Recentemente sono stato a Roma, una città nella quale sono sempre felice di trovarmi perché riflette una grande storia. Dopo il papa Giovanni XXIII e il papa Paolo VI è stato capito che la pace tra gli uomini e le nazioni è un cammino estremamente difficile, ma che non ci sarà pace se non inizia una pace tra le religioni. Questa pace è appunto il grande progetto della Bibbia, del Vangelo e del Corano per riconciliare l’uomo con sé stesso. La mia vita è stata segnata da coincidenze: sono nato in una cittadina molto piccola dell’Algeria, allora francese, e gli antenati della mia stessa famiglia erano già grandissimi conoscitori della Bibbia in quanto traduttori. Tutta la mia vita è stata scandita dai passi della Bibbia, e infatti persino prima di conoscere il nome della mia città natale conoscevo già Israele, Gerusalemme, e quindi il mio passato è stato proprio scandito dalla Bibbia e dal Corano.

Ovviamente nella cittadina in cui sono nato la prima scuola che ho frequentato è stata quella del mio rabbino, mentre il mio asilo, dove ho imparato il Francese, era diretto da suore cattoliche e, da dove abitavo, sentivo sia il suono della sinagoga, sia il richiamo del muezzin alla preghiera. Dopo ho avuto la grande fortuna di potermi recare a Gerusalemme, dove sono stato vicesindaco ed ho amministrato una realtà che era tutto sommato come quella della mia cittadina algerina: in Gerusalemme ci sono più di 102 comunità diverse provenienti da tutto il mondo, tra cui 33 confessioni cristiane diverse. In questa città ho dovuto appunto gestire tutto ciò che aveva trovato in Algeria in precedenza: cioè il contrasto tra la parte islamica e la parte ebraica.

Erano ovviamente i centri di queste tre grandi religioni che si dimostravano veramente tumultuose e generatrici di guerre senza fine, invece che generatrici di pace, come doveva essere secondo la Bibbia. Pertanto ho di nuovo vissuto in modo quotidiano le sofferenze avute da bambino, vedendo Gerusalemme, questa città sacra per tutti, distrutta dai conflitti e le guerre tra Ebrei, Cristiani e Musulmani, che possono essere chiamate "peccati contro lo spirito", un "crimine senza remissione".

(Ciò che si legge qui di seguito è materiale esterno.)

PR #631, opened 2017-06-20
Try gcloud update components kubectl without sudo

### LINKED ISSUE #630: travis still fails on deploy step
`kubectl` is not in the `PATH`:
https://travis-ci.org/google/keytransparency/builds/245102518#L5130
and something seems wrong with the `gcloud` installation. 
My guess is that part of it is in `$HOME/google-cloud-sdk/bin` and part of it seems to be in 
`/usr/lib/google-cloud-sdk`. See:
https://travis-ci.org/google/keytransparency/builds/245102518#L5866-L5885

Retry `gcloud --quiet components update kubectl` *without* sudo. Now that we `source $HOME/google-cloud-sdk/path.bash.inc` it might work without?

Liamsi:
See if `gcloud --quiet components update kubectl` works properly now that we `source $HOME/google-cloud-sdk/path.bash.inc`
Also, move all gcloud initialization to travis.yml.

resolves #630 (hopefully)

### DIFF
--- a/scripts/deploy.sh
+++ b/scripts/deploy.sh
@@ -4,10 +4,13 @@
 # Following assumptions are made by this script:                               #
 # * gcloud, docker, and docker-compose is installed                            #
 # * it is called from $GOPATH/src/github.com/google/keytransparency            #
-# * there is a project called key-transparency on gce which has a cluster      #
-#   called "ci-cluster" within the "us-central1-a" compute zone                #
-# * there is a service key to authenticate with glcoud to above project in     #
-#   $GOPATH/src/github.com/google/keytransparency/service_key.json             #
+# * there is a project called key-transparency on gce  which has has gke       #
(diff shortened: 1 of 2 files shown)


scripts/deploy.sh
```diff
@@ -4,10 +4,13 @@
 # Following assumptions are made by this script:                               #
 # * gcloud, docker, and docker-compose is installed                            #
 # * it is called from $GOPATH/src/github.com/google/keytransparency            #
-# * there is a project called key-transparency on gce which has a cluster      #
-#   called "ci-cluster" within the "us-central1-a" compute zone                #
-# * there is a service key to authenticate with glcoud to above project in     #
-#   $GOPATH/src/github.com/google/keytransparency/service_key.json             #
+# * there is a project called key-transparency on gce  which has has gke       #
```
cesarghali: s/gce  which/gce which (one space).

PR #633, opened 2017-06-21
Fix order of gcloud commands (tested)

### LINKED ISSUE #632: Fix order of gcloud commands (travis)
After the last merge `gcloud` complains that `Accessing a Container Engine cluster requires the kubernetes commandline client [kubectl` (build [logs](https://travis-ci.org/google/keytransparency/builds/245176876)).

Ora, vorrei dare qualche idea innanzi tutto sulla natura di questi conflitti religiosi, e vedere quale sarebbe il modo con il quale gli uomini potrebbero operare per la fine dei conflitti. Innanzitutto per quanto riguarda il conflitto fra Ebrei e Cristiani, dobbiamo sì risalire alle origini della Chiesa, ma questa situazione si è aggravata nel periodo di Costantino: diventando Chiesa di stato, i rapporti tra la nuova religione di stato e l’Ebraismo sono andati peggiorando, quindi le ragioni del contrasto non sono di carattere teologico ma sono di carattere politico. Il conflitto ha assunto una gravità incredibile durante il medioevo. Le due figlie della Bibbia avevano infatti due missioni estremamente diverse: la Chiesa si era data come missione di convertire l’universo intero, mentre gli Ebrei volevano conservare la loro cultura per tutti i tempi, e questo voler mantenere la cultura religiosa è stato interpretato come un voltafaccia all’immagine di Cristo.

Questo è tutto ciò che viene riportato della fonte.